A shared experience is a special thing. If we allow it, a shared experience with an animal can grant us a sense of looking at the world through the eyes of another. Shared time with horses can become a time when our noisy human concerns quieten and we can see past our preoccupations to meet the world through fresh eyes. It isn’t often that we can find a different perspective on our human world, and slow time with horses is revealing because there we may encounter who we are at the very core of our being.

We observe the horses. We pay attention to them and they reward us by becoming curious about us often in surprising and delightful ways. During a session they will  come and explore us, play with us or simply be quietly with us. We let go of trying to work out what went wrong. In this quiet space, the deadening and frightening weight of our accumulated experience drops away, and there revealed is lightness, playfulness and freedom. Ideas come to the surface and are shared spontaneously without fear.

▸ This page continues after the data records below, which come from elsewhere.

Issue #1889, opened 2017-11-10
Plan: add more "caching" abstractions


fingolfin:
## Motivation
We recently added `lib/cache.gi` and `lib/cache.gd`, currently with only a single function `MemoizePosIntFunction` in them.

Our plan is to add more functionality in there for common caching needs. One motivation is that this will help us to further reduce the number of files in `hpcgap/lib/`, as quite a few of them are in there simply because they are adding locking code to caches. If we replace the caching code in them by calls to generic caching solutions, we just have to provide HPC-GAP variants of these, but can keep the code using the caches uniform between GAP and HPC-GAP.

Another motivation is that writing an efficient cache can be tricky, and by providing some generally useful abstractions, we will encourage more people to use robust caching solutions in there code.

(I should mention that @sebasguts also worked on caches of a certain kind for the CAP project, and there is certainly some overlap between his work and what I describe here! So perhaps we can share code or collaborate in other ways, or at least benefit from his experiences).

In this issue, I want to make a list of types of caches I think we'll need, with different needs. To do so, I analyzed the diffs between `lib/` and `hpcgap/lib/`, which I think is quite representative. However, since I limited myself to these files, it is likely that there are additional places that use caching logic in the library which are not covered below.

## Weak caches vs. flushable caches

The first differentiation criterion for caches is what purpose they serve:
1. Some caches are needed to ensure multiple calls to a function with equal resp. identical inputs will result in *identical* outputs. Typical use cases are functions which compute types or families.
2. Other caches are meant to improve performance, by remembering the result of an expensive computation. GAP attributes and properties are examples of that, but also e.g. the `Bernoulli` function

In my experience, these two use cases seem to be fully disjoint. (**QUESTION**: Are they? Can anybody think of a counter example? Resp. a third category of caches not covered by these two?)
For the former, the cache contents are often (always?) cheap to recompute, and so it makes sense to keep the cached values into weak pointer lists, so that GAP can garbage collect them if they are not needed anymore. Summed up, the main feature of this type of cache is that it ensures **uniqueness** and may keep **weak** pointers.

For the latter kind of cache, one does not want to let go of the computed result, so weak pointers are usually (always?) not an option. Instead, one may use `InstallFlushableValue` to give the user an exit hatch if they need to recover memory (albeit a rather coarse one: either flushing everything, or nothing). Note that it's not an option to flush the values of the first type of cache. To summarize, these caches about **performance**, they trade memory for speed, and are **flushable**

[...]

PR #3515, opened 2019-06-21
Add GET_FROM_SORTED_CACHE helper; use it to unify hpcgap/lib/ffe.gi, hpcgap/lib/pcgsperm.gi, hpcgap/lib/zmodnz.gi

fingolfin:
Note that this changes how the undocumented variables `GALOIS_FIELDS` and `CYCLICACHE` work. But I verified that no package access them (as it should be). I also think that the new caching approach is not really worse than the old in both cases (the memory overhead is slightly larger for `CYCLICACHE`).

The horses are grounded in their being. They witness extraordinary acts of human courage and vulnerability. At any moment, they could move away, but they often choose to stay and be part of whatever is emerging and unfolding. The feeling I often get at this point in a session is one of timelessness.

Here, there is time to reflect on what life might be like without the routines of a secure mental health hospital where everything is done for you. Here, you realise you have taken off your mask to wonder whether your true purpose is a life’s work with animals. Here, there is time to share some creative sounds and ideas you’ve been working on and to realise that you are accepted and loved as you are. Here, there is time to notice how much clutter we normally carry around in our thoughts on a busy working day. There is time to smile at one another and laugh and in spite of all the comedy, craziness and chaos in lives, to recognise that we are connected, and we are at peace and it feels good.

There are the horses, and there are we.  Nothing much.